SteveMorin 5 days ago||
Yes believe opus is the default judge
rektlessness 5 days ago||
Perhaps, but shouldn't be at my own cost if not disclosed before hand.
Pranavsingh431 3 days ago||
Everyone is focused on model ensembles, but the bigger bottleneck for me is state.

A panel of models can debate for 5 minutes. The harder problem is making an agent remember why a decision was made 5 weeks ago.

bushido 5 days ago||
Interestingly I've had a similar experience with agent teams/swarms, albeit they can get much more expensive depending on the workflow.

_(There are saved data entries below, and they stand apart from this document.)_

PR #15123, opened 2021-07-28
Fix #14316: Closing the Track Designs Manager window causes broken state

### LINKED ISSUE #14316: Track Design Manager window can be closed to allow for glitchy land modifications in the background map
**OS:** Windows 10
**Version:** 0.3.3
**Commit/Build:** 7793f4c

**Steps to reproduce:**
1. Open the Track Design Manager (not the Track Designer) under the Toolbox.
2. Exit out of the window.
3. Do weird things like land modifications on the background map.
4. There's also a button for paths, but it refuses to open any path window.

**Screenshots / Video:**
Unnamed park 2021-03-14 13-57-45
Unnamed park 2021-03-14 13-55-41

seifer7:
Fix #14316: Quiting track design manager broke editor
When exiting the Track Design Manager window the user was placed into
the scenario editor in a broken state.
User is now returned to the main menu when the window is closed.

PS. First contribution, hope it's right :)

### DIFF
--- a/distribution/changelog.txt
+++ b/distribution/changelog.txt
@@ -1,8 +1,8 @@
 0.3.4.1+ (in development)
 ------------------------------------------------------------------------
+- Fix: [#14316] Closing the Track Designs Manager window causes broken state.
 - Fix: [#15096] Crash when placing entrances in the scenario editor near the map corner.
 - Improved: [#3417] Crash dumps are now placed in their own folder.
-- Fix: [#14316] Closing the Track Designs Manager window causes broken state.
 
 0.3.4.1 (2021-07-25)
 ------------------------------------------------------------------------
--- a/distribution/changelog.txt
+++ b/distribution/changelog.txt
@@ -2,6 +2,7 @@
 ------------------------------------------------------------------------
 - Fix: [#15096] Crash when placing entrances in the scenario editor near the map corner.
 - Improved: [#3417] Crash dumps are now placed in their own folder.
+- Fix: [#14316] Closing the Track Designs Manager window causes broken state.
 
 0.3.4.1 (2021-07-25)
 ------------------------------------------------------------------------
--- a/src/openrct2-ui/windows/EditorObjectSelection.cpp
+++ b/src/openrct2-ui/windows/EditorObjectSelection.cpp
@@ -456,6 +456,11 @@ static void window_editor_object_selection_mouseup(rct_window* w, rct_widgetinde
             {
                 finish_object_selection();
             }
+            if (gScreenFlags & SCREEN_FLAGS_TRACK_MANAGER)
+            {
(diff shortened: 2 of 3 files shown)


src/openrct2-ui/windows/EditorObjectSelection.cpp
```diff
@@ -456,6 +456,11 @@ static void window_editor_object_selection_mouseup(rct_window* w, rct_widgetinde
             {
                 finish_object_selection();
             }
+            if (gScreenFlags & SCREEN_FLAGS_TRACK_MANAGER)
+            {
+                auto loadOrQuitAction = LoadOrQuitAction(LoadOrQuitModes::OpenSavePrompt, PromptMode::SaveBeforeQuit);
```
Gymnasiast, line 461: This is a purely single player affair, so there is no need to do it through a game action. Additionally, there is nothing to save, so it should just exit to the main menu.

Broxzier (changes requested):
Thanks for contributing! I tested this, and it works, but check out @Gymnasiast's remarks.

Please add a [changelog entry](https://github.com/OpenRCT2/OpenRCT2/blob/develop/distribution/changelog.txt) for this fix, and don't forget to add yourself to the [contributors.md](https://github.com/OpenRCT2/OpenRCT2/blob/develop/contributors.md) file.

src/openrct2-ui/windows/EditorObjectSelection.cpp
seifer7: I am very new to C++, but I will get better 🤞 
I think I've done it correctly now.

distribution/changelog.txt
```diff
@@ -2,6 +2,7 @@
 ------------------------------------------------------------------------
 - Fix: [#15096] Crash when placing entrances in the scenario editor near the map corner.
 - Improved: [#3417] Crash dumps are now placed in their own folder.
+- Fix: [#14316] Closing the Track Designs Manager window causes broken state.
```
Gymnasiast, line 5: We group the changelog by type, then by issue number. Hence, your entry should be at the top.

src/openrct2-ui/windows/EditorObjectSelection.cpp
```diff
@@ -456,6 +457,10 @@ static void window_editor_object_selection_mouseup(rct_window* w, rct_widgetinde
             {
                 finish_object_selection();
             }
+            if (gScreenFlags & SCREEN_FLAGS_TRACK_MANAGER)
+            {
+                title_load();
```
Gymnasiast, line 462: For good measure:

```suggestion
                game_unload_scripts();
                title_load();
```

Gymnasiast (approved):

I found that Fable didn't have as much of an impact when put in a team.

But it was/is a very pleasant model to work with 1:1. And was the first time I didn't use my primary team based workhorse in months, across 10s of sessions last week.

chrisss395 5 days ago|
Is there any formal research in this space? I too have tried flavors of this approach, but I can't confidently say my results were better.

I worry its kind of like asking 2-3 different consultants what the optimal strategy is for your business...and I'm not sure merging the answers produces anything material better.